Video: (mp4 24mb)
I received an email from a friend asking for help figuring out a fun math problem. He works for FIRST and the problem is figuring out how to match up over 400 teams in Washington State with 5 separate event locations, minimizing the driving distance for each of those teams. Each event was happening on the same day, and each team gets to compete at only one of these events.
So I quickly cranked out a nice little Silverlight Application to do the job. And I hooked up to the BING Mapping API to calculate the actual driving distances from each team to each event location. Silverlight and BING worked beautifully together. So far so good, but now for the hard part. How do you calculate the optimal assignment of teams to events that results in minimal total driving distance? I hacked out a brute force solution that first assigned every team to their closest venue, but then there were additional constraints that got more interesting. Each event has a minimum and maximum capacity, so if an event was over populated, some teams had to move to the second or third closest venue. This wasn’t too hard to code, but I quickly realized, the solution I was getting was not necessarily the best. For example, in the diagram below, let’s say the maximum capacity for each event is 3 teams, which means team “i” needs drive all the way to “C”. Clearly this is silly.
It is better to move “c” to “B” and “f” to “C”, making room for “i” to join “A”, like this:
But this is a tricky “ripple” effect that is hard to find programmatically without having to essentially search all combinations of teams to events, but then I quickly realized it would take about 100 years to execute that kind of exhaustive search on my machine because 400 factorial is a large number.
So this is when I contacted Microsoft Research. Lev Nachmanson works there and is a good friend of mine and a powerful magician when it comes to mathematics. So I presented the problem to him, and he said he’d think about it.
In a short while I got an email back saying he had a solution. He explained it to me over the phone, I implemented it, and it worked, finding the solution in less than a second. I was very impressed, but I also a bit skeptical. I couldn’t believe it could be so simple. I went to his office to get a better understanding of how it worked.
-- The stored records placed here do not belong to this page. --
PR #2262, opened 2020-09-09
BAU Don't tell user account doesn't exist for password reset

stephencdaly:
Prevent email enumeration attempts by not telling users that an account
doesn't exist when an email address is entered for a non-existent
account.

Instead, show that page that says we have sent an email.

### DIFF
--- a/test/integration/forgotten-password.ft.test.js
+++ b/test/integration/forgotten-password.ft.test.js
@@ -47,7 +47,7 @@ describe('forgotten_password_controller', function () {
       .reply(200)
 
     await forgottenPasswordController.emailPost(req, res)
-    sinon.assert.called(res.redirect)
+    sinon.assert.calledWith(res.redirect, '/reset-password-requested')
   })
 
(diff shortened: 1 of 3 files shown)


test/integration/forgotten-password.ft.test.js
```diff
@@ -64,7 +64,7 @@ describe('forgotten_password_controller', function () {
     })
   })
 
-  it('send render the page with errors if adminusers returns a 404', async () => {
+  it('show the password reset email sent page if account is not found in adminusers', async () => {
```
alexbishop1, line 67: Should we maybe have a test if there’s something we do expect to show an error for (e.g. adminusers returns a 500)?

alexbishop1 (changes requested):
Looks good: just one request related to the tests.

test/integration/forgotten-password.ft.test.js
stephencdaly: sure, i'll add one

alexbishop1 (approved):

This is how he explained it to me. The global task is to drive to the minimum the sum of the distances from teams to the events they are assigned to. To initialize a solution assign each team to their closest event, but then think of the remaining optimization problem as a type of traffic flow problem. We will be shifting the teams between the events, so we need to consider a graph for doing this. The edges of this graph are AB, AC, and BC. (It is called a complete graph.) For example, above we moved “c” along edge AB, “f” along BC and “i” along AC. To find a solution we need to consider all paths on the complete graph that don’t repeat an edge. A path can be a cycle, like ABCA, but every edge in it should appear at most once.
To run one iteration, take a path as described above, then take the first edge of the path and shift a team along it such that shifting it along this edge “makes the least damage”. Here the total sum can even grow. Take the second edge and do the same, and do it for every edge of the path. When we are done with the path, look at the total sum. If we are lucky and it went down, we accept the move, otherwise, we discard it. When no path gives us a gain we are done!
Then how many possible paths do we have? Well in this case with 3 events there is AB, AC, BA, BC, CA, CB, ABC, ACB, BAC, BCA, CBA, CAB plus all the cyclic versions of these: ABA, ACA, BAB, BCB, CAC, CBC, ABCA, ACBA, BACB, BCAB, CBAC, CABC, a total of 24. It is not a huge amount of paths. The last thing to do for running the algorithm fast is to know how efficiently to find a team which can be shifted along an edge with the minimal damage. The best data structure for this is a priority queue.
The end result was that on my desktop machine I could use this algorithm to find the optimal solution in sub-second times, which is fantastic. Super thanks to Lev! I just love it when a nice elegant algorithm makes software work really well. As I like to say, “there’s genius in simplicity”.